カジノサイト

専門家は議会に、追跡の欠如が医療機器のサイバーセキュリティのギャップを生むと語る

4月1日の米国下院公聴会で、医療とサイバーセキュリティの専門家は、これはエイプリルフールの冗談ではないと述べた。医療機器の在庫を追跡する確立されたプロセスが確立されておらず、患者、オペレーター、医療スタッフは、在庫の潜在的なギャップによって悪用される危険にさらされている。.

ペースメーカー、患者モニター、インスリン ポンプなどのデバイスは、毎日命を救っています。医療専門家が患者の治療とケアを行うのに役立つ重要なツールとなっています。しかし、他の多くの最新デバイスと同様に、その多くはネットワークやインターネットに接続されています。

その接続により患者に関する洞察が得られ、治療が改善される可能性がありますが、リスクが生じる可能性もあります。

「私たちの患者は、救命治療を提供するために数百万台の医療機器（その多くは老朽化した機械）に依存しています。したがって、私たちの従来の医療機器のサイバーセキュリティは文字通り生死にかかわる問題となります。」、UCSD ヘルスケア サイバーセキュリティ センターの共同ディレクター。ダメフは4月1日に下院監視・調査小委員会の前で証言した証人の1人だった。

ダメフ氏と他の目撃者によると、これらの従来のデバイスは医療分野全体に広がっています。
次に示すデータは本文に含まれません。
PR #3002, opened 2015-01-14
Bug 1119397: Install jQuery with Bower

openjck:


openjck:
Especially interested in what @jezdez and @groovecoder think. We can talk more about deployment strategy in the AWS meeting.

darkwing:
Nice work @openjck !

gulpfile.js
```diff
@@ -0,0 +1,16 @@
+var gulp = require('gulp');
+
+gulp.task('default', ['move-assets']);
+
+// Move assets to where other front-end build tasks expect them to be. This is a
+// temporary stopgap toward using Gulp for all front-end build tasks.
+gulp.task('move-assets', function() {
+
+    // Just a helper function to make the code below more clear
```
groovecoder: nice.

.gitignore
```diff
@@ -40,3 +40,7 @@ wheelhouse
 james.ini
 celeryev.pid
 media/js/libs/ckeditor/source/ckbuilder
+lib/front-end
+
+# Only needed until Gulp manages all front-end build tasks
+media/js/libs/jquery.js
```
groovecoder: I assume this will eventually be just `media/js/libs` ?

groovecoder:
Looks good to me. Do we need to work out how to use (or not) `gulp` and/or `bower` during deploy before we add more dependencies to bower?

Is it possible to use `gulp` to first try `bower install --offline` and only try to download dependencies if it sees `bower ENOTFOUND`? That would work kinda like `pip install --download` and `pip install --find-links` ...

.gitignore
openjck: Exactly. Depending on how our Gulp infrastructure evolves, it might even turn into something like `media/js/mdn.js.min` or similar.

jezdez:
I strongly suggest to *not* add bower/gulp to the deploy scheme, run those in development when working on a branch and checking in the results into git. That not only allows improved dev/prod parity (no surprises) with regard to the compiled result but also prevents out-of-sync-versions between the various servers.

jezdez:
@groovecoder asked on IRC the other day whether this isn't the same with Python packages, and the answer is yes and no. We use a few Python packages that require a C compiler and OS dependent libraries to compile, so we have to install those on demand during deployment. For the pure Python dependencies we'll ship a folder of release files to be used during deploy to reduce the number of vendored packages.

I don't see much overlap of this conceptually with the frontend library dependency tracking in this PR since the frontend files are assets that need to be processed before they are delivered to the user.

ただし、国レベルでも地域レベルでも、これらのデバイスを追跡する在庫は存在せず、その全範囲を理解せずにこれらのデバイスのサイバーセキュリティを確保することは困難です。 1 つのモデルで脆弱性が検出された場合、何台のデバイスが使用されているかが不明なままの場合、どうすればすべてのデバイスにパッチを適用できるでしょうか?問題をさらに悪化させているのは、古いデバイスが厳しい予算で運営されている組織やプロバイダーに販売される可能性がある二次市場の慣行です。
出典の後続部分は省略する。